▶ PROMPT
I need every line of the material below that includes the string "result".

▶ PROVIDED ENTRIES

* * *

PR #556, opened 2026-03-27
add new methods for geulen

OnnoEbbens:
Add two new methods for merging geotop geulen into a geotop stratigraphic model.


OnnoEbbens:
This PR is ready for review. Although I think it will be pretty hard to review.

I tried to take into account all possible scenarios for this tool, but still I added a warning because I am not sure the method works for all edge cases (there are so many!).

There are a few assumptions in the code:
- A geul unit with a higher number (e.g. 6420) is always below a geul unit with a lower number (e.g. 6010).
- A geul unit is never interrupted by another unit in the vertical. Meaning there is never another unit in between geul units when looking at a column. This does not hold the other way around, a geul unit can be both above and below another unit.

In the PR there are now 2 functions `split_layers_on_geul` and `split_layers_on_geul_optimal`. As the name suggest I think the last one is better as it is slightly faster and the final layer model has less layers. However the code is definitely more complex and more steps are involved. I mainly left both methods in so we can easily go back to that method if there are problems with the 'optimal' one.

The 15_geotop.ipynb has code to show the result from both methods. This might be the easiest way to check the results. I will remove one of the methods and clean up the notebook once we choose.

OnnoEbbens:
@dbrakenhoff and @rubencalje, can you wait with the review? Copilot has some good points that I want to solve first.

OnnoEbbens:
@rubencalje & @dbrakenhoff this PR is finally ready for review. Failing test not related to this PR.

The PR adds the function `split_layers_on_geul` which makes it possible to add geulen as separate layers instead of adding geulen to the layer above or the layer below. This comes at the cost of adding extra layers to the layer model. The idea is easiest to understand by having a look at the cross section below. In that example 4 extra layers are added using the `split_layers_on_geul` function.

Note: there was already an option "add_as_layer" in the `nlmod.read.geotop.to_model_layers` but that raised an error if geulen are both above and below other stratigraphic layers. I think we can keep that option for the cases where a geul can be interpreted as a "normal" stratigraphic layer.

```
units in original gt: 16
layers in gtl1: 14
layers in gtl2: 14
layers in gtl3: 20
```

image

nlmod/read/geotop.py
```diff
@@ -75,6 +75,258 @@ def get_kh_kv_table(kind="Brabant"):
     return df
 
 
+def split_layers_on_geul(strat, units_no_geul, geulen):
```
dbrakenhoff, line 78: I still find the dutch "geul" a bit awkward, but I think for most users this is still clearer than using paleochannels or somethig like that, so "geulen" it is :)

nlmod/read/geotop.py
```diff
@@ -75,6 +75,258 @@ def get_kh_kv_table(kind="Brabant"):
...
+        )  # index (+1) of unit directly below the geul
+        bot_lay_geul[
+            np.isnan(bot_geul)
+        ] = -999  # -999 if geul is not present in vertical
+        bot_lay_geul[bot_lay_geul == 0] = -888  # -888 if layer below geul is also geul.
+        bot_lay_geul[bot_geul == z_bot] = 999  # 999 if geul is the bottom layer
+
+        bot_lay_geul = np.where(
+            bot_lay_geul == -888, (bot_geul > bot).argmax(axis=0), bot_lay_geul
+        )  # if layer below geul is also geul, take the layer below that geul :)
```
dbrakenhoff: What would happen if there are three stacked "geulen"?

nlmod/read/geotop.py
```diff
@@ -75,6 +75,258 @@ def get_kh_kv_table(kind="Brabant"):
...
+                strat = xr.where(mask4 & mask1, geul_subset, strat)
+                new_unit_order = (
+                    new_unit_order[: ilay + 1]
+                    + [geul_subset]
+                    + new_unit_order[ilay + 1 :]
+                )
+        logger.debug(f"new order of units: {new_unit_order}")
+        unit_order = new_unit_order.copy()
+
+    return strat, new_unit_order
```
dbrakenhoff, line 342: Impressive code 🤓 ! And I appreciate the comments everywhere :).

nlmod/read/geotop.py
OnnoEbbens: That would also work, comment should be `# if layer below geul is also geul take the first non-geul layer.`
```suggestion
        )  # if layer below geul is also geul, take the first non-geul layer.
```

nlmod/read/geotop.py
OnnoEbbens: Yes it is a bit awkward but also conveniently short

nlmod/read/geotop.py
OnnoEbbens: Thanks!

dbrakenhoff:
Really nice work! Approved, but I did run into a small bug maybe, so maybe needs one more check? I wrote some tiny code to test a few examples. It produces these kinds of figures (perhaps the basis of some testing...).

image

I haven't exhausted all the possible, examples so we probably still need to add a few. But I saw that adding a geul at the bottom is currently causing an index error. Perhaps you can check what's going on for that edge case?

```python
# %%
import matplotlib as mpl
import matplotlib.pyplot as plt
import numpy as np
import xarray as xr

from nlmod.read.geotop import split_layers_on_geul


def plot_stratigraphy(strat_original, strat_modified):

    unique_values = np.unique(np.concatenate([strat_original, strat_modified]))
    boundaries = np.append(unique_values, unique_values[-1] + 1)
    norm = mpl.colors.BoundaryNorm(boundaries, len(unique_values))
    cmap = plt.get_cmap("Dark2", len(unique_values))

    fig, (axl, axr) = plt.subplots(1, 2, sharex=True, sharey=True)
    axl.matshow(strat.squeeze(), norm=norm, cmap=cmap)
    axr.matshow(strat_modified.squeeze(), norm=norm, cmap=cmap)
    axl.set_title("Original Stratigraphy")
    axr.set_title("Modified Stratigraphy")
    # Loop through the array to add text
    for istrat, iax in zip([strat_original, strat_modified], (axl, axr)):
        rows, _, cols = strat_original.shape
        for i in range(rows):
            for j in range(cols):
                val = istrat[i, 0, j]
                # Use white text for dark colors, black for light colors
                color = "white"
                iax.text(
                    j,
                    i,
                    str(val.item()),
                    va="center",
                    ha="center",
                    color=color,
                    fontweight="bold",
                )
    return


# %% example split single layer
strat = xr.DataArray(
    np.array([[0, 0, 0], [0, 10, 10], [0, 0, 0]])[:, None, :],
    coords={"z": [0, -1, -2], "y": [100], "x": [100, 200, 300]},
    dims=("z", "y", "x"),
)
units_no_geul = [0]
geulen = [10]

strat_modified, new_unit_order = split_layers_on_geul(strat, units_no_geul, geulen)
plot_stratigraphy(strat, strat_modified)

# %%
# %% example geul at top
strat = xr.DataArray(
    np.array([[0, 10, 10], [1, 1, 1], [2, 2, 2]])[:, None, :],
    coords={"z": [0, -1, -2], "y": [100], "x": [100, 200, 300]},
    dims=("z", "y", "x"),
)
units_no_geul = [0, 1, 2]
geulen = [10]

strat_modified, new_unit_order = split_layers_on_geul(strat, units_no_geul, geulen)
plot_stratigraphy(strat, strat_modified)

# %% example geul at bottom
strat = xr.DataArray(
    np.array([[0, 0, 0], [1, 1, 1], [2, 10, 10]])[:, None, :],
    coords={"z": [0, -1, -2], "y": [100], "x": [100, 200, 300]},
    dims=("z", "y", "x"),
)
units_no_geul = [0, 1, 2]
geulen = [10]

strat_modified, new_unit_order = split_layers_on_geul(strat, units_no_geul, geulen)
plot_stratigraphy(strat, strat_modified)

# %% example simple add between layers
strat = xr.DataArray(
    np.array([[0, 0, 0], [0, 10, 10], [1, 1, 1]])[:, None, :],
    coords={"z": [0, -1, -2], "y": [100], "x": [100, 200, 300]},
    dims=("z", "y", "x"),
)
units_no_geul = [0, 1]
geulen = [10]

strat_modified, new_unit_order = split_layers_on_geul(strat, units_no_geul, geulen)
plot_stratigraphy(strat, strat_modified)

# %% example add between layers with geul at top and bottom
strat = xr.DataArray(
    np.array([[0, 0, 10], [10, 10, 10], [10, 1, 1]])[:, None, :],
    coords={"z": [0, -1, -2], "y": [100], "x": [100, 200, 300]},
    dims=("z", "y", "x"),
)
units_no_geul = [0, 1]
geulen = [10]

strat_modified, new_unit_order = split_layers_on_geul(strat, units_no_geul, geulen)
plot_stratigraphy(strat, strat_modified)

# %% example 2 geulen
strat = xr.DataArray(
    np.array([[0, 10, 0], [1, 20, 1], [2, 2, 2]])[:, None, :],
    coords={"z": [0, -1, -2], "y": [100], "x": [100, 200, 300]},
    dims=("z", "y", "x"),
)
units_no_geul = [0, 1, 2]
geulen = [10, 20]

strat_modified, new_unit_order = split_layers_on_geul(strat, units_no_geul, geulen)
plot_stratigraphy(strat, strat_modified)
```

dbrakenhoff (approved):

OnnoEbbens:
Thanks a lot! I was struggling with the tests myself, your approach is very clean. I added the tests and made some improvements for the edge cases.

I expanded your script and pasted it below in case we ever need to debug this.

```python

import matplotlib as mpl
import matplotlib.pyplot as plt
import numpy as np
import xarray as xr

from nlmod.read.geotop import split_layers_on_geul


def plot_stratigraphy(strat_original, strat_modified):

    unique_values = np.unique(np.concatenate([strat_original, strat_modified]))
    boundaries = np.append(unique_values, unique_values[-1] + 1)
    norm = mpl.colors.BoundaryNorm(boundaries, len(unique_values))
    cmap = plt.get_cmap("Dark2", len(unique_values))

    fig, (axl, axr) = plt.subplots(1, 2, sharex=True, sharey=True)
    axl.matshow(strat.squeeze(), norm=norm, cmap=cmap)
    axr.matshow(strat_modified.squeeze(), norm=norm, cmap=cmap)
    axl.set_title("Original Stratigraphy")
    axr.set_title("Modified Stratigraphy")
    # Loop through the array to add text
    for istrat, iax in zip([strat_original, strat_modified], (axl, axr)):
        rows, _, cols = strat_original.shape
        for i in range(rows):
            for j in range(cols):
                val = istrat[i, 0, j]
                # Use white text for dark colors, black for light colors
                color = "white"
                iax.text(
                    j,
                    i,
                    str(val.item()),
                    va="center",
                    ha="center",
                    color=color,
                    fontweight="bold",
                )
    return

# %% example 2 geulen
strat = xr.DataArray(
    np.array([[0, 10, 0], [1, 20, 1], [2, 2, 2]])[:, None, :],
    coords={"z": [0, -0.5, -1.0], "y": [100], "x": [100, 200, 300]},
    dims=("z", "y", "x"),
)
units_no_geul = [0, 1, 2]
geulen = [10, 20]

strat_modified, new_unit_order = split_layers_on_geul(strat, units_no_geul, geulen)
plot_stratigraphy(strat, strat_modified)
print(new_unit_order)

# %% example geul at top
strat = xr.DataArray(
    np.array([[0, 10, 10], [1, 1, 1], [2, 2, 2]])[:, None, :],
    coords={"z": [0, -0.5, -1.0], "y": [100], "x": [100, 200, 300]},
    dims=("z", "y", "x"),
)
units_no_geul = [0, 1, 2]
geulen = [10]

strat_modified, new_unit_order = split_layers_on_geul(strat, units_no_geul, geulen)
plot_stratigraphy(strat, strat_modified)
print(new_unit_order)

# %% example geul between and below
strat = xr.DataArray(
    np.array([[0, 0, 0], [10, 1, 1], [0,10, 10]])[:, None, :],
    coords={"z": [0, -0.5, -1.0], "y": [100], "x": [100, 200, 300]},
    dims=("z", "y", "x"),
)
units_no_geul = [0, 1]
geulen = [10]

strat_modified, new_unit_order = split_layers_on_geul(strat, units_no_geul, geulen)
plot_stratigraphy(strat, strat_modified)
print(new_unit_order)

# %% example split single layer
strat = xr.DataArray(
    np.array([[0, 0, 0], [0, 10, 10], [0, 0, 0]])[:, None, :],
    coords={"z": [0, -0.5, -1.0], "y": [100], "x": [100, 200, 300]},
    dims=("z", "y", "x"),
)
units_no_geul = [0]
geulen = [10]

strat_modified, new_unit_order = split_layers_on_geul(strat, units_no_geul, geulen)
plot_stratigraphy(strat, strat_modified)
print(new_unit_order)

# %% example geul at bottom
strat = xr.DataArray(
    np.array([[0, 0, 0], [1, 1, 1], [2, 10, 10]])[:, None, :],
    coords={"z": [0, -0.5, -1.0], "y": [100], "x": [100, 200, 300]},
    dims=("z", "y", "x"),
)
units_no_geul = [0, 1, 2]
geulen = [10]

strat_modified, new_unit_order = split_layers_on_geul(strat, units_no_geul, geulen)
plot_stratigraphy(strat, strat_modified)
print(new_unit_order)

# %% example simple add between layers
strat = xr.DataArray(
    np.array([[0, 0, 0], [0, 10, 10], [1, 1, 1]])[:, None, :],
    coords={"z": [0, -0.5, -1.0], "y": [100], "x": [100, 200, 300]},
    dims=("z", "y", "x"),
)
units_no_geul = [0, 1]
geulen = [10]

strat_modified, new_unit_order = split_layers_on_geul(strat, units_no_geul, geulen)
plot_stratigraphy(strat, strat_modified)
print(new_unit_order)

# %% example add between layers with geul at top and bottom
strat = xr.DataArray(
    np.array([[0, 0, 10], [10, 10, 10], [10, 1, 1]])[:, None, :],
    coords={"z": [0, -0.5, -1.0], "y": [100], "x": [100, 200, 300]},
    dims=("z", "y", "x"),
)
units_no_geul = [0, 1]
geulen = [10]

strat_modified, new_unit_order = split_layers_on_geul(strat, units_no_geul, geulen)
plot_stratigraphy(strat, strat_modified)
print(new_unit_order)

# %% example geul between and below
strat = xr.DataArray(
    np.array([[0, 0, 0], [10, 1, 1], [0,10, 10], [0,2, 2]])[:, None, :],
    coords={"z": [0, -0.5, -1.0, -1.5], "y": [100], "x": [100, 200, 300]},
    dims=("z", "y", "x"),
)
units_no_geul = [0, 1,2]
geulen = [10]

strat_modified, new_unit_order = split_layers_on_geul(strat, units_no_geul, geulen)
plot_stratigraphy(strat, strat_modified)
print(new_unit_order)

# %% example geul between and below
strat = xr.DataArray(
    np.array([[0, 0, 0], [10, 1, 1], [0,10, 10]])[:, None, :],
    coords={"z": [0, -0.5, -1.0], "y": [100], "x": [100, 200, 300]},
    dims=("z", "y", "x"),
)
units_no_geul = [0, 1]
geulen = [10]

strat_modified, new_unit_order = split_layers_on_geul(strat, units_no_geul, geulen)
plot_stratigraphy(strat, strat_modified)
print(new_unit_order)
```

dbrakenhoff:
Alright, looks good! Just a quick final check:

image

This new layer order is what we would expect right? And I guess it doesn't really matter since 0 and 1 never overlap here? Because it does look a bit odd that 0 is now placed earlier in the new order than 1.

OnnoEbbens:
Yes, the order is correct and the naming is definitely odd.

It is not easy to change this in the `split_layers_on_geul` function. I think the easiest would be to change this during the conversion of the unit numbers to stratigraphic names.

OnnoEbbens:
Fixed it in the `to_model_layer` function so the layer order in the end result makes more sense.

* * *

▶ COMPLETED TASK
The 15_geotop.ipynb has code to show the result from both methods. This might be the easiest way to check the results. I will remove one of the methods and clean up the notebook once we choose.
Fixed it in the `to_model_layer` function so the layer order in the end result makes more sense.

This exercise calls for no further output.